_Data for this task_.
□ □ □ □ □ □ □

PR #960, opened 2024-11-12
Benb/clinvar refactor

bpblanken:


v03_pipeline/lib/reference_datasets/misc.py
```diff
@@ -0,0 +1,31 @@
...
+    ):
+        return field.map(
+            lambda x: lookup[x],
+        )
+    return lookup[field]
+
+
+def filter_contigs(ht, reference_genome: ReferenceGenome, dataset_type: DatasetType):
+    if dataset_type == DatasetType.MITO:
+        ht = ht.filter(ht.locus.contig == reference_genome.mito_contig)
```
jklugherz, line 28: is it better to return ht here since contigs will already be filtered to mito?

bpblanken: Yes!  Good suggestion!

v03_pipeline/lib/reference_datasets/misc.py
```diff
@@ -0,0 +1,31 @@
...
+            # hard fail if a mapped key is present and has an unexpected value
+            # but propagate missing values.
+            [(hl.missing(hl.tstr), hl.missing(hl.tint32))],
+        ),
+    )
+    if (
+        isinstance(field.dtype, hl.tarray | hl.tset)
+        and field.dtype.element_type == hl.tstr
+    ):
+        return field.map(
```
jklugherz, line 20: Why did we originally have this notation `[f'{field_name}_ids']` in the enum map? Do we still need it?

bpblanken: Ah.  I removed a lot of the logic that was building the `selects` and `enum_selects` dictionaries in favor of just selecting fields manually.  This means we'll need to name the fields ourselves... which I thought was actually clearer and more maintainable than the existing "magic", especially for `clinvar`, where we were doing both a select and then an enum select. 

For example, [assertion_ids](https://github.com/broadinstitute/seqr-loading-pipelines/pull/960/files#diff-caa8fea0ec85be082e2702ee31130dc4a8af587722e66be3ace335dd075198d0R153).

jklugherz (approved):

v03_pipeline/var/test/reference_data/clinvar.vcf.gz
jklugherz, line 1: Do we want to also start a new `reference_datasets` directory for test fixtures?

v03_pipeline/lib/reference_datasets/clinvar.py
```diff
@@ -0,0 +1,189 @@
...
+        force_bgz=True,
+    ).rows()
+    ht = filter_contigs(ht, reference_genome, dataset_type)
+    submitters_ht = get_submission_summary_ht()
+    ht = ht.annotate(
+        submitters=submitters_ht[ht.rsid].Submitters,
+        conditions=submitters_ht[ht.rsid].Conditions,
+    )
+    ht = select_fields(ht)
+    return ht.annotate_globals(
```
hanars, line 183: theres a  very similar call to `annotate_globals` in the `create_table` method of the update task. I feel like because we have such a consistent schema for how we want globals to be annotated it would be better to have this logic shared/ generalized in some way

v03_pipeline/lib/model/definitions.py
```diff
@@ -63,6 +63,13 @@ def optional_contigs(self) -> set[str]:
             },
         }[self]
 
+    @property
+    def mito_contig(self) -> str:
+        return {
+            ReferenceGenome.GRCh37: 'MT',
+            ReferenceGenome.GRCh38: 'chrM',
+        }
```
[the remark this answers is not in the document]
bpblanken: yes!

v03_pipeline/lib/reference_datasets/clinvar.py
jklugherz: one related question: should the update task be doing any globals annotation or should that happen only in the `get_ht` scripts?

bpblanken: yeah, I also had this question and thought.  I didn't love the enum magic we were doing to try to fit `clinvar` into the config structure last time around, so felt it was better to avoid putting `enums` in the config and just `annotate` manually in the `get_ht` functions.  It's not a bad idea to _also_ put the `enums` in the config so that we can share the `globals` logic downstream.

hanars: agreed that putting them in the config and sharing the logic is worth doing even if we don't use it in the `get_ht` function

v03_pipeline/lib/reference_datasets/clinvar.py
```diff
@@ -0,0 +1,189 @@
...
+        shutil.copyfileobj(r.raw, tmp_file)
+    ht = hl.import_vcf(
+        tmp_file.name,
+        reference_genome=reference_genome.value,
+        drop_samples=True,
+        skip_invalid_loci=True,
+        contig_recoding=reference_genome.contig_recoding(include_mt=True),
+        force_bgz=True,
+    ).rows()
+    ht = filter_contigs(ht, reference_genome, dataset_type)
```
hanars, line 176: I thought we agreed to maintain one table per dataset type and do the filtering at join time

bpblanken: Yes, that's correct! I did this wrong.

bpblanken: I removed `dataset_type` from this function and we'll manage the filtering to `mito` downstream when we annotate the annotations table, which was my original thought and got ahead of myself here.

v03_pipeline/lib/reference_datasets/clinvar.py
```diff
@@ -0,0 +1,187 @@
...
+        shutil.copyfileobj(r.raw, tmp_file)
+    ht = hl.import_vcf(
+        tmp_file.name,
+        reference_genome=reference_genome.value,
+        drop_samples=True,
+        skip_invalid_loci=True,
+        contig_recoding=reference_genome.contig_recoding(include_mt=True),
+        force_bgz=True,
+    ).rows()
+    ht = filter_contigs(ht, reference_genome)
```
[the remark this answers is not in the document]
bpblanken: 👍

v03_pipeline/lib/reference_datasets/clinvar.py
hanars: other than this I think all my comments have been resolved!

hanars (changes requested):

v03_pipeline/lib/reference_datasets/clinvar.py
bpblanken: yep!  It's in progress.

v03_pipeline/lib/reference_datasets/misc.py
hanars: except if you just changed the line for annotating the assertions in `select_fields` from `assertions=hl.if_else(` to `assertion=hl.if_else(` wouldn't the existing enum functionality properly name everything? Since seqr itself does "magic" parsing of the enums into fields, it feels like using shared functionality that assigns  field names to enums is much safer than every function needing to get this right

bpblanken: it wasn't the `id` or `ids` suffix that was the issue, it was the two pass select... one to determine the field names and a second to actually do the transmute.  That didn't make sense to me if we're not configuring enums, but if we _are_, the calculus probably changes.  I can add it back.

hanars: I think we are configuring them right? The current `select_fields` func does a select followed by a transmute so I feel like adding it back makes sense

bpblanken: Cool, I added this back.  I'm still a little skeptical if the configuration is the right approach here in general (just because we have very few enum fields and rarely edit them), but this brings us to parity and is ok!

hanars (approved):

□ □ □ □ □ □ □

_What is expected_. Each line in the data that holds the word "approved" must be copied.

_Answer box_.
jklugherz (approved):
hanars (approved):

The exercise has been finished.